During the co-chairs' visit to the region, another statement was made by Russian Deputy Foreign Minister Grigori Karasin. "Russia is ready to back a solution to the Garabagh problem that would suit all sides involved and act as a guarantor of a settlement if a compromise is reached. Only a solution that will allow a restoration of stability and tranquillity in the trans-Caucasia region will be viable. Such a solution should help to maintain the historically-shaped geo-political balance of forces in the region in the post-conflict period, without, at the same time, turning this region into a stage for international political and military rivalry. We see our role in facilitating the process of settling the Nagornyy Karabakh conflict, the sides' seeking mutually acceptable outcomes on key issues, but without imposing any external recipes on the parties to the conflict. The main responsibility for making a final choice should rest with Azerbaijanis and Armenians proper."

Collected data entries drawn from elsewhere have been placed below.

PR #7837, opened 2026-04-17
Fix Gamepad controls repeatedly firing key and click events

### LINKED ISSUE #7834: Gamepad navigation broken

DerGernTod:
### Changes
* Thumbstick directions now evaluated independently. Earlier, diagonal thumbstick movement wouldn't be captured properly (directions were evaluated mutually exclusive).
* Adapted throttling to behave os-like. Earlier, throttling had a bug that caused it only to work for D-Pad navigation, not thumbsticks and buttons. Now, thumbstick navigation throttles the keyboard events in an os-like behavior: the first input is throttled 400ms, then with a shorter interval between repeats (100ms).
* Release debounce added. Sometimes controllers fire releases due to hardware constraints (e.g. if the user accidentaly releases the stick down beneath the threshold and moves it immediately afterwards again) - this feels way more natural and is linked to the new axis hysteresis (see below).
* Axis hyteresis added. This is basically "dead-zone" handling and won't trigger input beneath a certain degree of axis movement (also there's a small threshold band to prevent repeated "swapping" between detected and non-detected input)
* Axis smoothing added - prevents stick jitter between very low values (also for a smoother and more natural feeling)
* Button repeating locked. Buttons now don't repeat anymore (this is one of the main reasons of the bug #7834). Now buttons won't repeat, and their input is locked until they were released. If you hold A, you won't navigate multiple levels deep anymore.

### Issues

Fixes #7834 

### Code assistance

I used Github Copilot (Sonnet 4.6) to explain the existing code and debug the issue.  Once I found the problems, I gave it a few roundtrips to resolve it, but the code was so convoluted that it was hard to find a way to fix it without breaking something else. I let AI write a test that finally showed the issue. From that point on I carefully guided it to the rewrite the whole thing, then cleaned up the code. I think it's way easier to understand now.

---

* [x] I have provided a *substantive* review of [another web PR](https://github.com/jellyfin/jellyfin-web/pulls?q=is%3Apr+is%3Aopen+-label%3Adependencies+-label%3Ablocked+-label%3Abackend+-label%3Ainvalid+-label%3A"merge+conflict"+-label%3Astale+-author%3A%40me). (here: https://github.com/jellyfin/jellyfin-web/pull/7827#pullrequestreview-4131146616 hope this is substantial enough)


lmaotrigine:
It's difficult to give a line-by-line review of this, as much as I'd want to, due to the sheer size of the diff. From the contributing guide, PRs
> SHOULD represent a singular focus (i.e. a PR to fix a bug should not include unrelated refactoring).

the `src/scripts` directory is also filled with cruft, as indicated in the contributing guide. There's also an instruction to not create new files in there.

The title of this PR - along with the fact that it links to single other pull request (which should really be an issue instead) - suggests that it is a simple bugfix. If you want to include a refactor (which probably warrants more discussion before proceeding), this should be reworded to better explain the scope, and split into smaller changesets.

Please also review point 1. under [this heading of the LLM policies](https://jellyfin.org/docs/general/contributing/llm-policies#llm-code-contributions-to-official-projects).

lmaotrigine:
in any case, i can confirm this makes the left thumbstick behave similar to the D-Pad.
as for the buttons, I actually *expect* holding down A to fire multiple presses in any other case. i didn't find the delay to be noticeably short either. in my opinion, not repeating on long press is surprising behaviour; but ultimately, it is up to the maintainers.

DerGernTod:
thanks for the feedback! much appreciated.

ah sorry, i screwed up the issue numbers. i fixed it and linked to the correct ticket: #7834.

i agree that it's hard to review line by line, one needs to review the whole thing. it was just as hard for me to understand and honestly, i couldn't find a way to hack this fix into the existing code without refactoring everything. i basically wrote this from scratch and re-introduced the special behavior for electron (to not change anything in that direction, i'm not sure if electron is even used... i thought the desktop client actually uses something else).

that's also the reason why a singular change wasn't really possible for me - one of the reasons this bug exists is that dpad and sticks were implemented completely different, so the natural fix was refactoring these to behave the same, and that is already changing ~60% of the file (i would even argue the remaining code stayed rather similar - i could revert these cleanup changes to reduce the diff, but i think with the nature of this change, this wouldn't make a big difference for review efforts).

In essence, this "revelation" is no different from numerous similar declarations by the co-chairs that they lack leverage to influence a party to the conflict, especially the aggressor. No comment here, so to speak. But a natural question arises: are the co-chairing countries indeed unable to influence the aggressor? Odd as it may seem, an answer to this question came from the camp of Russia's "strategic ally", from Richard Giragosyan, the director of Armenia's Centre for Strategic and National Research. Giragosyan said: "A change in Moscow's policy towards Yerevan would lead to a real shift in the peace process on settlement of the Garabagh conflict. This change could be reflected in Moscow's pro-Armenian policy becoming neutral, which could bring about an improvement in Russian-Azerbaijani relations. Russia would show to the EU and the U.S. that it is ready for more constructive cooperation. Such a change in the course of developments is the only factor that Armenia is not prepared for. If Russia indeed alters its policy on the Garabagh issue, Yerevan is unlikely to come up with a response or to counterbalance this." However, such a change in Russia's policy remains under question now. 

Most likely, it was for this reason that Azerbaijani Deputy Foreign Minister Araz Azimov, addressing a forum at the Columbia University in New York, called on the U.S. to play a greater role in seeking solutions to the Garabagh conflict. And, no matter how often the co-chairs point to the absence of a lever of pressure on the aggressor state, such opportunities are actually abundant, although they are being blocked by the Russia-Armenia military-political alliance, Western financial assistance to Armenia and the separatist regime in Nagornyy Karabakh, France's traditionally pro-Armenian stance and the powerful Armenian community abroad. And all this is happening amid a UN debate on the situation in the occupied territories of Azerbaijan, outright Armenian territorial claims against Turkey and the destabilizing situation on the Georgia-Armenia border and in Javakhetia. 

A profound analysis of the above-mentioned indicates that Armenia, aided by its benefactors and amid the negligence of the OSCE MG co-chairs, has stirred so much trouble (and continues to do so) that it will be hard to expect the Zurich protocols to facilitate not only a Garabagh settlement but also proper Turkish-Armenian normalization.